Per quanto riguarda le limitazioni al traffico veicolare, illustrando le deroghe ha sottolineato che le misure saranno sospese in occasione delle festività natalizie. In particolare, a tutela delle attività economiche già colpite dal periodo di pandemia, sarà garantita la possibilità di circolazione nel periodo 17 dicembre 2022 -7 gennaio 2023. In caso di sforamento dei limiti PM10 e conseguente passaggio alla fascia Rossa la deroga sarà ridotta al periodo 17-27 dicembre 2022.

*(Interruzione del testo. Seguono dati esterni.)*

PR #1487, opened 2023-12-09
Fix failing browser tests

caendesilva:


caendesilva:
We'll want to fix an older version. See https://github.com/percy/cli/issues/1459#issuecomment-1850232794

caendesilva:
Fixed in upstream https://github.com/percy/cli/pull/1463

Livelli di allerta previsti
• il livello di allerta 0 – VERDE si attua dal lunedì al venerdì (giorni feriali)
• il livello di allerta 1 – ARANCIO si attua con 4 giorni consecutivi di superamento del valore limite consentito per il Pm10 (50 μg/m3) tutti i giorni
• il livello di allerta 2 – ROSSO si attua con 10 giorni consecutivi di superamento del valore limite consentito per il Pm10 (50 μg/m3) tutti i giorni
Per ogni area di applicazione dell’Accordo (agglomerato o comune superiore ai 30.000 abitanti) Arpav ha individuato una stazione di riferimento per la misura del Pm10, dotata di strumentazione automatica e appartenente alla rete regionale della qualità dell’aria che, per il Comune di Venezia, è quella denominata “Bissuola”. Il Comune di Venezia per informare sul livello di allerta continuerà ad utilizzare i pannelli dinamici stradali, i social e il sito istituzionale, come avvenuto lo scorso anno. In particolare, è possibile iscriversi al canale Telegram “@Allerta PM10 Venezia” per ricevere le notifiche direttamente sul proprio dispositivo.

Le misure in vigore
Per quanto riguarda la circolazione, nel livello di allerta 0 “Verde”, dalle 8.30 alle 18.30 dal lunedì al venerdì feriali, è vietata la circolazione per i veicoli, sia privati che commerciali Euro 0 e 1 benzina e quelli privati e commerciali diesel Euro 0, 1, 2, 3, 4. Restano confermati i limiti di 19° C (+ 2 di tolleranza) per il riscaldamento domestico, e i divieti di combustioni all’aperto, falò, fuochi artificiali e spandimento liquami zootecnici. Tutte le informazioni e la modulistica per le autocertificazioni sono pubblicate sul sito del Comune al link: https://www.comune.venezia.it/it/content/misure-contenimento-dei-livelli-concentrazione-pm10

Aggiornamenti e ordinanze
Per chiarimenti sulle misure di contenimento delle polveri sottili è attivo il numero 041-041 Call Center DIME oppure è possibile visitare la pagina online DIME.

Per un aggiornamento in tempo reale sulle possibilità di spostamento nell’area interessata dai provvedimenti è possibile scaricare l’app della Città Metropolitana “WebMapp Venezia”, inserendo il numero di targa del proprio veicolo.